BEGIN Input material

PR #2200, opened 2025-11-11
 fix: Fetcher::retain doc to reflect predicate-based API

MozirDmitriy:
The previous comment incorrectly stated that retain keeps “keys greater than the given key,” but the method accepts an arbitrary predicate.


clabby:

END Input material

_Problem requirements_. Which lines in the records above hold the string "predicate"? Copy each of them.

_Written response_.
 fix: Fetcher::retain doc to reflect predicate-based API
The previous comment incorrectly stated that retain keeps “keys greater than the given key,” but the method accepts an arbitrary predicate.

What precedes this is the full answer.